● Required work:
Among the entries, which lines carry the string "systems"? Copy each of them.

● Information:
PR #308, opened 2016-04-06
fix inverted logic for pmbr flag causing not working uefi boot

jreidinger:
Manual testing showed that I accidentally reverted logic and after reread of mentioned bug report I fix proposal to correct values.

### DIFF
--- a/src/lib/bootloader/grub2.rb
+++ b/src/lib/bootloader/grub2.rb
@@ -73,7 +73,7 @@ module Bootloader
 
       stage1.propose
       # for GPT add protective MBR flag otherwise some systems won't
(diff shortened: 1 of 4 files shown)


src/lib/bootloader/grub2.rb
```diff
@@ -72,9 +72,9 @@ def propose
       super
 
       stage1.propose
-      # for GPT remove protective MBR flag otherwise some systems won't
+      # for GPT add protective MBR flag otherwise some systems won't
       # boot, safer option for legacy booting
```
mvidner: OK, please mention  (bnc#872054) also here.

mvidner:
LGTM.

● Answer section:
       # for GPT add protective MBR flag otherwise some systems won't
-      # for GPT remove protective MBR flag otherwise some systems won't
+      # for GPT add protective MBR flag otherwise some systems won't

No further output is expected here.